PR #4048, opened 2024-01-12
test(Datagrid): beginning of filtering test coverage

matthewgallo:
Contributes to #3942 

Adds test coverage to at least 80% to the following Datagrid files related to filtering:

```
FilterPanel.js
FilterFlyout.js
FilterSummary.js
useSubscribeToEventEmitter.js
useShouldDisableButtons.js
constants.js
```

Most of the changes are in `Datagrid.test.js`, however, I did clean up a few spots where a prop had a default value but was a required prop so it didn't need a default value.

I also fixed a bug in the `FilterSummary` where we never used the provided `ref` from `forwardRef` if one was passed in, instead we accidentally always use our own. Also added tests for the `FilterSummary`.
#### What did you change?
```
packages/ibm-products/src/components/Datagrid/Datagrid.test.js
packages/ibm-products/src/components/Datagrid/Datagrid/addons/Filtering/FilterFlyout.js
packages/ibm-products/src/components/Datagrid/Datagrid/addons/Filtering/FilterPanel.js
packages/ibm-products/src/components/Datagrid/Datagrid/addons/Filtering/hooks/useShouldDisableButtons.js
packages/ibm-products/src/components/Datagrid/Extensions/Filtering/Flyout.stories.js
packages/ibm-products/src/components/FilterSummary/FilterSummary.js
packages/ibm-products/src/components/FilterSummary/FilterSummary.test.js
```
Made sure that all Datagrid tests pass and everything works as expected in Storybook still

### DIFF
--- a/packages/ibm-products/src/components/Datagrid/Datagrid.test.js
+++ b/packages/ibm-products/src/components/Datagrid/Datagrid.test.js
@@ -62,6 +62,10 @@ import {
   FilteringUsage,
   filterProps,
 } from './Extensions/Filtering/Panel.stories';
+import {
+  FilteringUsage as FlyoutUsage,
+  filterProps as flyoutProps,
+} from './Extensions/Filtering/Flyout.stories';
 const { click, hover, unhover } = userEvent.setup({
   // delay: null, // prev version
   advanceTimers: jest.advanceTimersByTime,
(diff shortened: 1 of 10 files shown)


packages/ibm-products/src/components/Datagrid/Datagrid.test.js
```diff
@@ -2282,17 +2286,30 @@ describe(componentName, () => {
...
   it('should test basic interactions of filter panel', async () => {
+    const updatedFilterProps = { ...filterProps };
+    // Removing certain properties to test default function parameters in FilterPanel
+    delete updatedFilterProps.panelTitle;
+    delete updatedFilterProps.closeIconDescription;
+    delete updatedFilterProps.updateMethod;
+    delete updatedFilterProps.primaryActionLabel;
+    delete updatedFilterProps.secondaryActionLabel;
+    delete updatedFilterProps.onPanelOpen;
+    delete updatedFilterProps.onPanelClose;
```
davidmenendez, line 2307: would it be easier to just update `updatedFilterProps` to be the props would want and use `...rest` to remove the un-needed props? or since it looks like it's being used a few times just declare a different variable without those particular props? just seeing if it's possible to cut down on redundancy

davidmenendez (commented):
looks good but just had one question before approving

packages/ibm-products/src/components/Datagrid/Datagrid.test.js
matthewgallo: Agreed, I'll update this ^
◇ ◇ ◇ ◇
# EXERCISE OBJECTIVE
Nothing but a number should be given: the count of lines in the entries that contain the word "used".

# ANSWER SECTION
2